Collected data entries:

━━━━━━━━━━━━━━━━━━━━

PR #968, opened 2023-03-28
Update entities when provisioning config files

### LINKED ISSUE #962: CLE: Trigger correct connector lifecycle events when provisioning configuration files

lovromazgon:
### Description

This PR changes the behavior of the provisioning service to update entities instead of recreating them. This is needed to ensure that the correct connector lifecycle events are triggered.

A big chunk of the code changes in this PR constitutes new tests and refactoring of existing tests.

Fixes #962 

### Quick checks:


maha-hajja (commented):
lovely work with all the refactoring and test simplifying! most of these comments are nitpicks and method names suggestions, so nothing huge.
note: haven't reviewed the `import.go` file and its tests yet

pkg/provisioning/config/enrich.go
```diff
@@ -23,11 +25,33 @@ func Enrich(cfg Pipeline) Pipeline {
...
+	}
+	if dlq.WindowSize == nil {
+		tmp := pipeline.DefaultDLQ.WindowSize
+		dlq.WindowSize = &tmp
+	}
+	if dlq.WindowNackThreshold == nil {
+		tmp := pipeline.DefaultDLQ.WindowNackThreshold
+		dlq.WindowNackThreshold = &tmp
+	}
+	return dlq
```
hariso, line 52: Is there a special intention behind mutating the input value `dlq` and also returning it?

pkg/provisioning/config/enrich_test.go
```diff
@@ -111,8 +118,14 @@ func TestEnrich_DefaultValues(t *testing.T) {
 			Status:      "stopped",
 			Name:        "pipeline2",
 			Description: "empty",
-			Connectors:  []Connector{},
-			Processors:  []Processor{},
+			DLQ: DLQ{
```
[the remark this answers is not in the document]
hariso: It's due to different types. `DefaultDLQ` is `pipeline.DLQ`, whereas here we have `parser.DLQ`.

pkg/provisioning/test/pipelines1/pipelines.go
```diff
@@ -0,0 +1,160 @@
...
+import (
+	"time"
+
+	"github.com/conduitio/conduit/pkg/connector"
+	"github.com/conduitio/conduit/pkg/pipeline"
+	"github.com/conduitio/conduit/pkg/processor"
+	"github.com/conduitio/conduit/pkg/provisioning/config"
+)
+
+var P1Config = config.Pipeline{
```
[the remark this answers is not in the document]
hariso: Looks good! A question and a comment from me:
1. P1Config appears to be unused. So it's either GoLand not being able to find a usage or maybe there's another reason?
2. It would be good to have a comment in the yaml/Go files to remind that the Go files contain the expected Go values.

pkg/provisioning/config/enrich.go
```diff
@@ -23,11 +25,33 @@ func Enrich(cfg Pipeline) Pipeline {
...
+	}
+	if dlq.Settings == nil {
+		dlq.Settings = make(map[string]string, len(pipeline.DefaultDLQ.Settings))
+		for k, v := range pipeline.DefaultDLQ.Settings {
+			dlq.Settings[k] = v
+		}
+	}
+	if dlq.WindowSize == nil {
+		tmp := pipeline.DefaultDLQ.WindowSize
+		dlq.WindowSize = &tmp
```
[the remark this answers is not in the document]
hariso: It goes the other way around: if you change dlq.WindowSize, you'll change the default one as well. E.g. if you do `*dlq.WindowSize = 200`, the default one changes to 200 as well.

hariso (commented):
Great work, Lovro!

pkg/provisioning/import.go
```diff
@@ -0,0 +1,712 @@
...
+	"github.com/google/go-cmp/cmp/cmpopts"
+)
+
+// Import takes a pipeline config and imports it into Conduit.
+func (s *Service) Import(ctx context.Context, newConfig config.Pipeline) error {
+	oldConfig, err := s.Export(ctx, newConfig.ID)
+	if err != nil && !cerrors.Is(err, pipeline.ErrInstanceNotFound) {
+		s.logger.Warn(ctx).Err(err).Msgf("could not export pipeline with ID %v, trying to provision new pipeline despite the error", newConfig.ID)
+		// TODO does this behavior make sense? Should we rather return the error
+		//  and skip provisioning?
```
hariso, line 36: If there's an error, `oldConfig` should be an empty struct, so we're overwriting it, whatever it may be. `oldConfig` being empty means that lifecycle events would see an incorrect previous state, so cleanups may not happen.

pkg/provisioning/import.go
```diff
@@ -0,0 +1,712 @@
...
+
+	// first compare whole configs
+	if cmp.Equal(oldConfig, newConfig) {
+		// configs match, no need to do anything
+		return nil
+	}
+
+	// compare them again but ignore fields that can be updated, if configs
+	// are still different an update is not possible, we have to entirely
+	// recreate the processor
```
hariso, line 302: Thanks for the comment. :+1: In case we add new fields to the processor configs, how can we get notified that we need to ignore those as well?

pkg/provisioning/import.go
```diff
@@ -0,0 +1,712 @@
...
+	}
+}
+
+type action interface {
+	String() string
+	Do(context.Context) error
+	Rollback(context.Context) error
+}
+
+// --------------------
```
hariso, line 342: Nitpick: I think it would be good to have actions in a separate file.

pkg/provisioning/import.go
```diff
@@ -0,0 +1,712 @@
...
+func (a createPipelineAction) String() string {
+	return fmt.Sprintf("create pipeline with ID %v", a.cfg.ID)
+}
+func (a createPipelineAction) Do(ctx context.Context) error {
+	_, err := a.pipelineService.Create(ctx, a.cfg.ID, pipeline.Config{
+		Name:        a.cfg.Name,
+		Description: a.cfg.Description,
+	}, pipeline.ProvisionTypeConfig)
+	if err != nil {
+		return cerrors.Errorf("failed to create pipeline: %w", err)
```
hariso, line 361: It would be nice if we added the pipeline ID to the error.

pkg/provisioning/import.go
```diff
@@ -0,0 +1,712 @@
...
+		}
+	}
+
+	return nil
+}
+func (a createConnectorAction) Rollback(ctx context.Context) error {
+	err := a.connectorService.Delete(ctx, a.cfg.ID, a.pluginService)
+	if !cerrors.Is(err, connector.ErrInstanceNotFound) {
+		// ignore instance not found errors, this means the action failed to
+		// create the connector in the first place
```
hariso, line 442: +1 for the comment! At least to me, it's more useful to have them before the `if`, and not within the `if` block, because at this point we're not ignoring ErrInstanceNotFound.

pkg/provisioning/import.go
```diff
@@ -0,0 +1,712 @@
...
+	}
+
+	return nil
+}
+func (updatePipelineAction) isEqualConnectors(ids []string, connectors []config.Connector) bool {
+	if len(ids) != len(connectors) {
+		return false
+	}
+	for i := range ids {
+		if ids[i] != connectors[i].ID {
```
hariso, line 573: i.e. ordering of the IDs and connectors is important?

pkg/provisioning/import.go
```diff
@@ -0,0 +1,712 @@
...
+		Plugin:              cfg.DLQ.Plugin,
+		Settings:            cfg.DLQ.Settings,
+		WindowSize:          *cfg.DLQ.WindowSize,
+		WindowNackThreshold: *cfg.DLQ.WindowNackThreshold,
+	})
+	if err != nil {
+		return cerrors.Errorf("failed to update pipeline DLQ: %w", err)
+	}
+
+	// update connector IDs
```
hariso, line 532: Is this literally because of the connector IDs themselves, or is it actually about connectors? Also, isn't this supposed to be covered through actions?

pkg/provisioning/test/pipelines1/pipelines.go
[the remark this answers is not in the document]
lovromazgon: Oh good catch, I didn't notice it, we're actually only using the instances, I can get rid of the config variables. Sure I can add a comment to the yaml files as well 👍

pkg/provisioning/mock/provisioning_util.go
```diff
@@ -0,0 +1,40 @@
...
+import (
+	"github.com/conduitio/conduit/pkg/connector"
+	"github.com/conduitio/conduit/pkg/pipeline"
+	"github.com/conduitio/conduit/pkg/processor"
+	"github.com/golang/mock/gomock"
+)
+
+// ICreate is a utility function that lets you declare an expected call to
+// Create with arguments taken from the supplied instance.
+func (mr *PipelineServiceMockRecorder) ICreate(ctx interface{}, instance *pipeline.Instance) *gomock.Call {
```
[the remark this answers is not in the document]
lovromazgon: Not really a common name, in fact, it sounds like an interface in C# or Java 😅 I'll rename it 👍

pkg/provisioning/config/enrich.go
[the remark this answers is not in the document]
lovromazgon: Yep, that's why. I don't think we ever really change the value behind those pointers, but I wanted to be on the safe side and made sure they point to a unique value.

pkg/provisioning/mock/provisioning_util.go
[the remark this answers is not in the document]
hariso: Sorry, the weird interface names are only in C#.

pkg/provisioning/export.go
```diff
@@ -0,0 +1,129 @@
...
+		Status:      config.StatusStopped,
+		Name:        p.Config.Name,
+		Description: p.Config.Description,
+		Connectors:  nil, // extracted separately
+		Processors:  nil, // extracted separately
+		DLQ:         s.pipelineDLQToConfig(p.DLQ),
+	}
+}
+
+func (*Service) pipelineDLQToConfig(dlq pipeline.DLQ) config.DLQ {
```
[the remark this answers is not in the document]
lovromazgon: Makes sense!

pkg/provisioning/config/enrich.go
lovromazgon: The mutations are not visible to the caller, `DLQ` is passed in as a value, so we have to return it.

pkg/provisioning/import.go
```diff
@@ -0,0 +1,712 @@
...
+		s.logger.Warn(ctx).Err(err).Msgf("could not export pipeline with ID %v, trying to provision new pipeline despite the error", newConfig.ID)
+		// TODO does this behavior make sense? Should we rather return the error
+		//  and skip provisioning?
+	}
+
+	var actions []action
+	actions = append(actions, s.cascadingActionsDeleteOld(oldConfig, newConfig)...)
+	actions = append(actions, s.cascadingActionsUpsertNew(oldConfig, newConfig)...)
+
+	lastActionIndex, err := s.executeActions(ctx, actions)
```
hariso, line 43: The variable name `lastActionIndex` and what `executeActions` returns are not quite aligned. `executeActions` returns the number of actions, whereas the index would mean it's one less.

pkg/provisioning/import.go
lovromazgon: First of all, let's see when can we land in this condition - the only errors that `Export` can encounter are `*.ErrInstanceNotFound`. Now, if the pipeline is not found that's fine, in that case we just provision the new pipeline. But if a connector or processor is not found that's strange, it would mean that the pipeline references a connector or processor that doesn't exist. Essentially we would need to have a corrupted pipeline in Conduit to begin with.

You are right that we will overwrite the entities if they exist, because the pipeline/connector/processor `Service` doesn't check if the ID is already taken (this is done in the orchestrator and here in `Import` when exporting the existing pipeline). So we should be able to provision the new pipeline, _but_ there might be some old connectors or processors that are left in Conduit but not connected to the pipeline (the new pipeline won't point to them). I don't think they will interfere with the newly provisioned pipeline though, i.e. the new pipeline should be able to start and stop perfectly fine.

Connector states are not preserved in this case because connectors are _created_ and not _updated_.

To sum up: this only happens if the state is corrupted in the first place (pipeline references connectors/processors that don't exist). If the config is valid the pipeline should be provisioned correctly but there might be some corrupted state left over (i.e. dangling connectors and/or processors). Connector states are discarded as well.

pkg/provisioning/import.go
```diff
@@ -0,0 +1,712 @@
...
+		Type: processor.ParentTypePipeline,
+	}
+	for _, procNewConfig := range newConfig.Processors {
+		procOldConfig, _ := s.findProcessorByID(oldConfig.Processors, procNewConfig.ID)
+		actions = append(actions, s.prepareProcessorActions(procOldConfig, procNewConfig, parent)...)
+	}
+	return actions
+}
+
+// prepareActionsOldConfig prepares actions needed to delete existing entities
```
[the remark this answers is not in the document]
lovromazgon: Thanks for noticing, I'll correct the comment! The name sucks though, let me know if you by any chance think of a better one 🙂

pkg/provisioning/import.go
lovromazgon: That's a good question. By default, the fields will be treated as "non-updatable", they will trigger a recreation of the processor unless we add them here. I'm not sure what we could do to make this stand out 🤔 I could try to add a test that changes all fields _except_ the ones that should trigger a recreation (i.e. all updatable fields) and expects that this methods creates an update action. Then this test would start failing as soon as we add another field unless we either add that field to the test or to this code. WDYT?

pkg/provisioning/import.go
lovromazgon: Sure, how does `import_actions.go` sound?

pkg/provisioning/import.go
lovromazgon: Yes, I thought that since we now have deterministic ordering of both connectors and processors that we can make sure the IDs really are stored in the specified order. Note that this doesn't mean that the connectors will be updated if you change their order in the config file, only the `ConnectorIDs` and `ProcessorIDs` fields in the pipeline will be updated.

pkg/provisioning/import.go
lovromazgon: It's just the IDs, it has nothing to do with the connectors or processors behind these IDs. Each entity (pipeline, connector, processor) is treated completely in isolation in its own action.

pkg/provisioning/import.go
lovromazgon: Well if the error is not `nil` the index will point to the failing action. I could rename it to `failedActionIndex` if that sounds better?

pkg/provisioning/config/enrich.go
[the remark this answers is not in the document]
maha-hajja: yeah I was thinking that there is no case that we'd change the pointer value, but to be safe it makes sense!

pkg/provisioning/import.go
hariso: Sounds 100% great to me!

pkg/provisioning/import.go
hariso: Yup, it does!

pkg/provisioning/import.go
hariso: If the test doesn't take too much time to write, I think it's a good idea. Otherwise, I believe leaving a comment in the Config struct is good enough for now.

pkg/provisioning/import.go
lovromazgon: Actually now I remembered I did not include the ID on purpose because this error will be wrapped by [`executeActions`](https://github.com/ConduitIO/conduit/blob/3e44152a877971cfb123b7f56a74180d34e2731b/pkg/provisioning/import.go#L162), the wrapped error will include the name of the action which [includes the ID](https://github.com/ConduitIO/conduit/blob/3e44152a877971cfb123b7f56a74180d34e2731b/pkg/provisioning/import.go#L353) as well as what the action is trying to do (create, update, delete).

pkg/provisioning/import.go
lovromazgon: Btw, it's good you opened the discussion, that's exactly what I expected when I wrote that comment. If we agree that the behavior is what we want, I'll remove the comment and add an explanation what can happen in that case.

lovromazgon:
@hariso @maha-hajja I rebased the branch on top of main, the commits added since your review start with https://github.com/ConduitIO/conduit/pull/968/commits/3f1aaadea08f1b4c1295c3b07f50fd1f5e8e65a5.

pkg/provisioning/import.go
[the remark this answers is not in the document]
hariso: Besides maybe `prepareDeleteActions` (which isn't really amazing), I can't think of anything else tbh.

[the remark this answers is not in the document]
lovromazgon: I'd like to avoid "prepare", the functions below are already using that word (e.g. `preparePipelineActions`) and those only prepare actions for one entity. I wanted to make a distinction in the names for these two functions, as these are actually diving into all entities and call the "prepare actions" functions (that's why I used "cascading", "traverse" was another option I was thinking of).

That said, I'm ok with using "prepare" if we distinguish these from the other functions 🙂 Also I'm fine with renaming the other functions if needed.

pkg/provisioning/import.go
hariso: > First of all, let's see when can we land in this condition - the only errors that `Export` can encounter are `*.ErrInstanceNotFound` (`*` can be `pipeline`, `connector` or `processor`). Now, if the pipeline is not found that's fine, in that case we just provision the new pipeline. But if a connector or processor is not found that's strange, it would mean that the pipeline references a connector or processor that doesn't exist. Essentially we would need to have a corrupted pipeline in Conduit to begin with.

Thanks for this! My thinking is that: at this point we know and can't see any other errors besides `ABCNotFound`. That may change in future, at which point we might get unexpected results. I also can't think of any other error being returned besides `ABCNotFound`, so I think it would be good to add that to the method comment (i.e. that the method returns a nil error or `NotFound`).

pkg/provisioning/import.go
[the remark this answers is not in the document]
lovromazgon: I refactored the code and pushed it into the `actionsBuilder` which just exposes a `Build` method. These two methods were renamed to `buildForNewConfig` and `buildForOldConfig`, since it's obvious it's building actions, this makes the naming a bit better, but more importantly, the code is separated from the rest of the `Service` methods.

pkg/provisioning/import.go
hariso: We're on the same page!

━━━━━━━━━━━━━━━━━━━━

WHAT YOU WILL DO =>
Read through the entries and copy every line that includes "better".

SOLVED EXERCISE =>
lovromazgon: Thanks for noticing, I'll correct the comment! The name sucks though, let me know if you by any chance think of a better one 🙂
lovromazgon: Well if the error is not `nil` the index will point to the failing action. I could rename it to `failedActionIndex` if that sounds better?
lovromazgon: I refactored the code and pushed it into the `actionsBuilder` which just exposes a `Build` method. These two methods were renamed to `buildForNewConfig` and `buildForOldConfig`, since it's obvious it's building actions, this makes the naming a bit better, but more importantly, the code is separated from the rest of the `Service` methods.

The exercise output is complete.